In 1984 Courrèges designed the Peugeot "Courrèges" bicycle, a limited-edition model in two colourways – pale blue, and white with pink colour pops, and with matching panniers, chain guard, handlebar grips and mudguards, with Sturmey-Archer hub gears.

In 2011, André and Coqueline Courrèges sold the Courrèges brand for more than 10 million euros ($13.05 million) to twoYoung & Rubicam advertising executives, Jacques Bungert and Frédéric Torloting. By 2012, total revenue for the brand was about 20 million euros.

In 2014, Groupe Artemis, the personal investment vehicle of François-Henri Pinault, purchased a minority stake in Courrège. In 2018 Groupe Artemis became the majority shareholder of the brand. Nicholas di Felice was appointed creative director in September 2020, and had been credited with revitalizing the brand and bringing it back to relevance; he stepped down in March 2026. On March 30, 2026 Drew Henry was announced as the new artistic director of the house.

==Space design==
Courrège's Spring 1964 collection established his impact on the fashion industry and named him the Space Age designer. The line consisted of "architecturally-sculpted, double-breasted coats with contrasting trim, well-tailored, sleeveless or short-sleeved minidresses with dropped waistlines and detailed welt seaming, and tunics worn with hipster pants". A notable look was the linear minidresses with revolutionary tailoring with cut-out panels that displayed waists, midriffs and backs. Courrège had strong beliefs within the liberation of fashion. He emphasized that "A woman's body must be hard and free, not soft and harnessed. The harness – the girdle and bra – is the chain of the slave." Which is why his cut-out panel garments were worn without bras.

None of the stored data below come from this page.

PR #1877, opened 2023-06-04
Use add_or_overwrite_symbol

### LINKED ISSUE #1875: Tests fail locally
See https://lfortran.zulipchat.com/#narrow/stream/311866-LPython/topic/Integration.20Tests

certik:
Fixes #1875.

### DIFF
--- a/src/lpython/semantics/python_ast_to_asr.cpp
+++ b/src/lpython/semantics/python_ast_to_asr.cpp
@@ -395,7 +395,7 @@ ASR::Module_t* load_module(Allocator &al, SymbolTable *symtab,
             a_mod->m_intrinsic = intrinsic;
             mod2 = a_mod;
         }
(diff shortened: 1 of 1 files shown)


certik:
However often times using this function means there is a bug somewhere. Is replacing the older symbol intended here? We would need to investigate.

certik:
The other question is why this didn't trigger at the CI. Either it only happens on M1, or the assertions don't trigger at the CI.

certik:
I think we never test in Debug mode.

Shaikh-Ubaid:
>The other question is why this didn't trigger at the CI. Either it only happens on M1, or the assertions don't trigger at the CI.
>I think we never test in Debug mode.

Yes, we test release mode at the CI. In release mode, assertions are disabled and I think hence, this passes at the CI.

PR #1878, opened 2023-06-04
CI: Test LPython in Debug mode

certik:


certik:
Once this PR works, it should fail due to #1875. Then I want to merge #1877 and then check that this PR passes. Then we can merge it.

certik:
It now fails correctly with:
```
LCOMPILERS_ASSERT failed: /home/runner/work/lpython/lpython/src/libasr/asr_scopes.h
function add_symbol(), line number 76 at 
scope.find(name) == scope.end()
make[2]: *** [CMakeFiles/elemental_04.dir/build.make:74: elemental_04.o] Aborted (core dumped)
make[1]: *** [CMakeFiles/Makefile2:6130: CMakeFiles/elemental_04.dir/all] Error 2
make[1]: *** Waiting for unfinished jobs....
```

certik:
Now the PR should pass.

certik:
The new test now passes. So I think this confirms that it works as expected.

Accessories were inspired by astronauts' equipment such as goggles, helmets and flat boots. White and metallic colour ways were implemented to emphasise the futuristic collection. He utilised unconventional materials such as metal, plastic and PVC which was unusual for couture ateliers. The entire collection was celebrated with British Vogue announced that 1964 was "the year of Courrèges". The New York Times described him as "the brightest blaze of the year" to emphasise the change from the little black dress to the white dress. Designers such as Pierre Cardin and Paco Rabanne took influences towards "future" fashion looks. With new popularity, his designs trickled down to mass production companies that created affordable designs similar to Courrèges.

==Later life and death==
Courrèges suffered from Parkinson's disease for the last 30 years of his life. He died on 7 January 2016 aged 92, in Neuilly-sur-Seine outside Paris and was survived by his wife and their daughter.

His death was published in notable media outlets and many designers went to celebrate his life online. President François Hollande went to Twitter to say, "A revolutionary designer, André Courrèges made his mark on haute couture using geometric shapes and new materials." Courrèges was a designer who looked to the future. He predicted the idea of healthy living and toned bodies through his book in 1982. Carla Sozzani, the owner of 10 Corso Como stated that, "It changed the concept of couture, marking the turn of fashion into a new era."